Oireachtas
- Long title An Act to provide for the transfer of part of the administrative area of the council of the county of Cork to the administrative area of the council of the city of Cork; to provide for the holding of plebiscites by certain local authorities on the question as to whether or not the cathaoirligh of those local authorities should be elected to such positions by the electors of the administrative areas of those local authorities and the question as to whether or not certain functions of the chief executives of those local authorities should be transferred to those cathaoirligh; for those and other purposes to amend the Local Government Act 1991, the Local Government Act 2001, the Valuation Act 2001, the Official Languages Act 2003 and certain other enactments; and to provide for matters connected therewith. ;
- Citation: No. 1 of 2019
- Signed: 25 January 2019
- Commenced: 31 January 2019 and 8 February 2019

Legislative history
- Bill citation: No. 91 of 2018
- Introduced by: Minister for Housing, Planning and Local Government (Eoghan Murphy)
- Introduced: 25 July 2018

Amends
- Local Government Act 2001

Keywords
- Local authority boundary change; directly-elected mayor

= Local Government Act 2019 =

The Local Government Act 2019 (Act No.1 of 2019; previously the Local Government Bill 2018, Bill No. 91 of 2018) is an Act of the Oireachtas (Irish parliament) which provided for the following:
- The transfer of territory to Cork City Council area from Cork County Council area, with effect from the 2019 local elections, thereby implementing the Cork Local Government Implementation Oversight Group's recommendations
- The provision of plebiscites, which were held alongside the May 2019 local elections, to approve the principle of directly elected mayors for Cork City Council, Limerick City and County Council, and Waterford City and County Council, rejected in Cork and Waterford and only passed in Limerick.
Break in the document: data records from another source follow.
PR #80, opened 2020-12-15
(121) Part 1 - Only generate a journey map if the journey path is valid

tahb:
Based on https://github.com/DFE-Digital/buy-for-your-school/pull/76

Do we need more rules? Can we think of any other reasons to invalidate a journey for now?

## Changes in this PR

My plan is that this is the first of a 2 parter. If this validation is OK then I'll look to apply it when warming the cache. If an error occurs we can extend the TTL of the existing entries to ensure a happy journey always persists.

- when the journey shows the user the same step twice we infer an infinite loop and show an error on `journey_map/new`
- when the journey steps a user see exceeds 50 we infer there's no end and show an error on `journey_map/new`
- generating a real fixture for 50+ entries slows down the test suite considerably (+2mins) so we opt for stubbing the limit to a lower value. I have a hunch it's to do with the internals of https://github.com/DFE-Digital/buy-for-your-school/blob/develop/spec/support/contentful_helpers.rb#L71 though I could see no value in continuing the investigation.

## Screenshots of UI changes

Screenshot 2020-12-15 at 15 00 51
Screenshot 2020-12-15 at 15 00 29

### DIFF
--- a/app/services/build_journey_order.rb
+++ b/app/services/build_journey_order.rb
@@ -1,5 +1,10 @@
 class BuildJourneyOrder
   class RepeatEntryDetected < StandardError; end
+
+  class TooManyChainedEntriesDetected < StandardError; end
+
+  ENTRY_JOURNEY_MAX_LENGTH = 50
+
   attr_accessor :entries, :starting_entry_id
 
   def initialize(entries:, starting_entry_id:)
@@ -27,6 +32,11 @@ class BuildJourneyOrder
     if entries.include?(entry)
       send_rollbar_error(message: "A repeated Contentful entry was found in the same journey", entry_id: entry.id)
       raise RepeatEntryDetected.new(entry.id)
+    end
+
+    if entries.count >= ENTRY_JOURNEY_MAX_LENGTH
+      send_rollbar_error(message: "More than #{ENTRY_JOURNEY_MAX_LENGTH} steps were found in a journey map", entry_id: entry.id)
+      raise TooManyChainedEntriesDetected.new(entry.id)
     end
 
     entries << entry if entry.present?
--- a/app/services/build_journey_order.rb
+++ b/app/services/build_journey_order.rb
@@ -1,4 +1,5 @@
 class BuildJourneyOrder
+  class RepeatEntryDetected < StandardError; end
   attr_accessor :entries, :starting_entry_id
 
   def initialize(entries:, starting_entry_id:)
@@ -22,6 +23,12 @@ class BuildJourneyOrder
 
   def recursive_path(entry_lookup:, next_entry_id:, entries:)
     entry = entry_lookup.fetch(next_entry_id, nil)
+
+    if entries.include?(entry)
+      send_rollbar_error(message: "A repeated Contentful entry was found in the same journey", entry_id: entry.id)
+      raise RepeatEntryDetected.new(entry.id)
+    end
+
     entries << entry if entry.present?
 
     if entry.respond_to?(:next)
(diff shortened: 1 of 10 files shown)


app/services/build_journey_order.rb
```diff
@@ -22,6 +28,17 @@ def entry_lookup_hash
...
   def recursive_path(entry_lookup:, next_entry_id:, entries:)
     entry = entry_lookup.fetch(next_entry_id, nil)
+
+    if entries.include?(entry)
+      send_rollbar_error(message: "A repeated Contentful entry was found in the same journey", entry_id: entry.id)
+      raise RepeatEntryDetected.new(entry.id)
+    end
+
+    if entries.count >= ENTRY_JOURNEY_MAX_LENGTH
+      send_rollbar_error(message: "More than 50 steps were found in a journey map", entry_id: entry.id)
```
jacksonj04, line 38: We could replace the `50` with the value of `ENTRY_JOURNEY_MAX_LENGTH` to have one fewer thing to adjust if needed.

```suggestion
      send_rollbar_error(message: "More than #{ENTRY_JOURNEY_MAX_LENGTH} steps were found in a journey map", entry_id: entry.id)
```

config/locales/en.yml
```diff
@@ -46,3 +46,9 @@ en:
     unexpected_contentful_step_type:
       page_title: "An unexpected error occurred"
       page_body: "The service has had a problem trying to retrieve the required step. The team have been notified of this problem and you should be able to retry shortly."
+    repeat_step_in_the_contentful_journey:
+      page_title: "An unexpected error occurred"
+      page_body: "One or more steps in the Contentful journey would leave the user in an infinite loop. This entry ID was presented more than once to the user: %{entry_id}"
+    too_many_steps_in_the_contentful_journey:
+      page_title: "An unexpected error occurred"
+      page_body: "More than 50 steps were found in the Contentful journey. Is the journey missing an end? The last Entry ID was: %{entry_id}"
```
jacksonj04, line 54: As with the Rollbar message, dropping the variable in here would be nice (although this ain't blocking by any means).

spec/services/build_journey_order_spec.rb
```diff
@@ -24,5 +24,71 @@
...
+        expect {
+          described_class.new(
+            entries: fake_entries,
+            starting_entry_id: "5kZ9hIFDvNCEhjWs72SFwj"
+          ).call
+        }.to raise_error(BuildJourneyOrder::RepeatEntryDetected)
+      end
+    end
+
+    context "when the journey visits more than 50 entries" do
```
jacksonj04, line 59:
```suggestion
    context "when the journey visits more than the maximum permitted number of entries" do
```

spec/services/build_journey_order_spec.rb
```diff
@@ -24,5 +24,71 @@
...
+        # Creating 50 linked entries in a fixture slows the test suite down
+        # We assume these 50 entries are chained together in a linear sequence.
+        fake_entries = fake_contentful_entry_array(
+          contentful_fixture_filename: "closed-path-with-multiple-example.json"
+        )
+        expect(BuildJourneyOrder::ENTRY_JOURNEY_MAX_LENGTH).to eq(50)
+        stub_const("BuildJourneyOrder::ENTRY_JOURNEY_MAX_LENGTH", 1)
+
+        expect(Rollbar).to receive(:error)
+          .with("More than 50 steps were found in a journey map",
```
jacksonj04, line 78:
```suggestion
          .with("More than #{ENTRY_JOURNEY_MAX_LENGTH} steps were found in a journey map",
```

spec/services/build_journey_order_spec.rb
```diff
@@ -24,5 +24,71 @@
...
+        end
+      end
+
+      it "raises a rollbar event with the last entry" do
+        # Creating 50 linked entries in a fixture slows the test suite down
+        # We assume these 50 entries are chained together in a linear sequence.
+        fake_entries = fake_contentful_entry_array(
+          contentful_fixture_filename: "closed-path-with-multiple-example.json"
+        )
+        expect(BuildJourneyOrder::ENTRY_JOURNEY_MAX_LENGTH).to eq(50)
```
jacksonj04, line 74: I'm happy leaving this as a fixed value (so there's a double-check that we're actually testing a given length of chain).

jacksonj04 (approved):
A few tweaks around reducing the number of places we declare the number 50 - I suspect the journey may end up in this ballpark! Other than that, this looks solid.

PR #81, opened 2020-12-15
(118) Users can edit their answers

LornaHarwood:
## Changes in this PR

-  The `Check Your Answers` page displays a `Change` link for each step and relating answer
- The `Edit` and `Update` actions are implemented to allow users to edit their answers once given

### `Check Your Answers` page with Change links
 
Screenshot 2020-12-15 at 15 59 41

### Navigates to the specific step to amend answer

Screenshot 2020-12-15 at 16 00 23

### Saves new content and updates answer on `Check Your Answers` page

Screenshot 2020-12-15 at 16 00 33

### DIFF
--- a/app/views/journeys/_long_text_answer.html.erb
+++ b/app/views/journeys/_long_text_answer.html.erb
@@ -1,4 +1,5 @@
 <div class="govuk-summary-list__row">
   <dt class="govuk-summary-list__key"><%= step.title %></dt>
   <dd class="govuk-summary-list__value"><%= simple_format(step.answer.response) %></dd>
+  <dd class="govuk-summary-list__actions"><%= link_to I18n.t("generic.button.change_answer"), edit_journey_step_path(@journey, step), class: "govuk-link" %></dd>
 </div>
--- a/app/views/steps/_edit_form_wrapper.html.erb
+++ b/app/views/steps/_edit_form_wrapper.html.erb
@@ -1,0 +1,5 @@
+<%= content_for :title, @step.title %>
+<%= form_for @answer, as: :answer, method: "put", url: journey_step_answer_path(@journey, @step, @answer) do |f| %>
+  <%= yield f %>
+  <%= f.submit I18n.t("generic.button.update"), class: "govuk-button" %>
+<% end %>
--- a/spec/features/visitors/anyone_can_edit_their_answers_spec.rb
+++ b/spec/features/visitors/anyone_can_edit_their_answers_spec.rb
@@ -1,0 +1,37 @@
+require "rails_helper"
+
+feature "Users can edit their answers" do
+  let(:answer) { create(:short_text_answer, response: "answer") }
+  scenario "The journey summary page displays a change link" do
+    visit journey_path(answer.step.journey)
+
+    expect(page).to have_content("answer")
+    expect(page).to have_content("Change")
+  end
+
+  scenario "The edited answer is saved" do
+    visit journey_path(answer.step.journey)
+
+    click_on(I18n.t("generic.button.change_answer"))
+
+    fill_in "answer[response]", with: "email@example.com"
+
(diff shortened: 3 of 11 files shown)


app/views/journeys/_long_text_answer.html.erb
```diff
@@ -1,4 +1,5 @@
 <div class="govuk-summary-list__row">
   <dt class="govuk-summary-list__key"><%= step.title %></dt>
   <dd class="govuk-summary-list__value"><%= simple_format(step.answer.response) %></dd>
+  <dd class="govuk-summary-list__actions"><%= link_to "Change", edit_journey_step_path(@journey, step), class: "govuk-link" %></dd>
```
tahb, line 4: We could use out internationalisation pattern to set the copy for the button here and in the other partials this is being added to. The advantage of this is that in future we can DRY it up and be able to change the copy in one place.

This feels like a generic button to me so we could add it within here https://github.com/DFE-Digital/buy-for-your-school/blob/develop/config/locales/en.yml#L7.

We can also use Internationlisation in our tests. Changing this hard coded language in this line: `click_on "Change"`

You can read more about how this is used here https://guides.rubyonrails.org/i18n.html#abstracting-localized-code and many other tests we already have can be used as a reference too.

app/views/steps/_edit_form_wrapper.html.erb
```diff
@@ -0,0 +1,5 @@
+<%= content_for :title, @step.title %>
+<%= form_for @answer, as: :answer, method: "put", url: journey_step_answer_path(@journey, @step, @answer) do |f| %>
+  <%= yield f %>
+  <%= f.submit @step.primary_call_to_action_text, class: "govuk-button" %>
```
tahb, line 4: Given the edit journey doesn't "Continue" to subsequent steps as the create journey does, the use of `@step.primary_call_to_action_text` is arguably not needed here.

I think we could replace this with "Update".

If users don't like "Update" or another non-dynamic value we can then look at making that dynamic language too, though I doubt that'll be necessary. 

The use of Internationalisation from my other comment would then apply here too.

spec/features/visitors/anyone_can_edit_their_answers_spec.rb
```diff
@@ -0,0 +1,36 @@
+require "rails_helper"
+
+feature "Users can edit their answers" do
+  let(:answer) { create(:short_text_answer, response: "answer") }
+  scenario "The journey summary page displays a change link" do
+    visit journey_path(answer.step.journey)
+
+    expect(page).to have_content("answer")
+    expect(page).to have_content("Change")
+  end
```
tahb, line 10: Missing a new line here.

spec/features/visitors/anyone_can_edit_their_answers_spec.rb
```diff
@@ -0,0 +1,36 @@
...
+    click_on "Change"
+
+    fill_in "answer[response]", with: "email@example.com"
+
+    click_on(I18n.t("generic.button.next"))
+
+    expect(page).to have_content("email@example.com")
+  end
+
+  context "An error is thrown" do
```
tahb, line 23: Nice unhappy path coverage 👍

tahb (commented):
Looks good 👍 I've left 2 suggestions for additional improvements that I think we should look at.

spec/features/visitors/anyone_can_edit_their_answers_spec.rb
```diff
@@ -0,0 +1,36 @@
...
+    scenario "When an answer is invalid" do
+      visit journey_path(answer.step.journey)
+
+      click_on "Change"
```
jacksonj04, line 27: When these swap to use Internationalisation don't forget to update this too, or something will unexpectedly break in future!

tahb (approved):
LGTM 👍 🚀

PR #82, opened 2020-12-16
(121) Part 2 - Only warm the cache with entries that form valid journeys

tahb:
Based on https://github.com/DFE-Digital/buy-for-your-school/pull/80

## Changes in this PR

We use the validation added in https://github.com/DFE-Digital/buy-for-your-school/pull/80 in the nightly cache warming task.

If we find an error in the journey we no longer add it to the cache, instead we will extend all previous entries on the assumption that they were valid.

### DIFF
--- a/app/services/cache.rb
+++ b/app/services/cache.rb
@@ -26,4 +26,13 @@ class Cache
     redis_cache.set(key, value)
     redis_cache.expire(key, ttl)
   end
+
+  def extend_ttl_on_all_entries(extension: (60 * 60 * 24))
+    redis_cache.keys("contentful:entry:*").map do |key|
+      previous_ttl = redis_cache.ttl(key)
+      extended_ttl = extension + previous_ttl
+
+      redis_cache.expire(key, extended_ttl)
+    end
+  end
 end
--- a/spec/services/cache_spec.rb
+++ b/spec/services/cache_spec.rb
@@ -1,6 +1,10 @@
 require "rails_helper"
 
 RSpec.describe Cache do
+  after(:each) do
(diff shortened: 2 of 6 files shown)


app/services/cache.rb
```diff
@@ -26,4 +26,13 @@ def set(key:, value:)
     redis_cache.set(key, value)
     redis_cache.expire(key, ttl)
   end
+
+  def extend_ttl_on_all_entries(extension: (60 * 60 * 48))
```
jacksonj04, line 30: I'm not certain 48 hours is needed here; this task runs every 24 hours, and the default TTL on a cache is 72. I'd err towards 24 hours, but this is a weakly held weak opinion.

Either way, happy for this to just be a value we hard-code rather than using a constant etc. It's very unlikely it'll need much if any tuning.

spec/services/cache_spec.rb
```diff
@@ -80,4 +84,41 @@
...
+      cache = described_class.new(enabled: anything, ttl: anything)
+      redis = cache.redis_cache
+
+      redis.set("contentful:entry:123", "value")
+      expect(redis).to receive(:expire).with("contentful:entry:123", (60 * 60 * 48) + -1)
+
+      cache.extend_ttl_on_all_entries
+    end
+
+    context "when other redis keys exist" do
```
jacksonj04, line 99: Good test!

jacksonj04 (approved):

app/services/cache.rb
tahb: I was torn between 24 and 48 so happy to go with 24 👍

PR #84, opened 2020-12-16
(225) Refactor Steps so they now include an Contentful entry ID as a unique field

tahb:
This change is a prior refactor ahead of the linking of Journeys to the [creation of their Specification](https://trello.com/c/5plFnXEs). We know that each Step will need to be linked to another Contentful Entry as part of this work.

I imagine that for a Journey we would:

The proposed directly elected mayor for the Dublin metropolitan area was excluded from the act because of the greater complexity of the debate across four local government areas, with Fingal County Council having opposed previous proposals. Galway was also excluded because of the ongoing plans to merge Galway City Council and Galway County Council. On 2 April 2019 the government published more detailed proposals, agreed at the 20 March 2019 cabinet meeting, for the plebiscites and, for those passed, holding mayoral elections and granting powers to mayors. On 11 April 2019 the Dáil approved draft regulations for the plebiscites to take place. The Referendum Commission was not responsible for the plebiscites.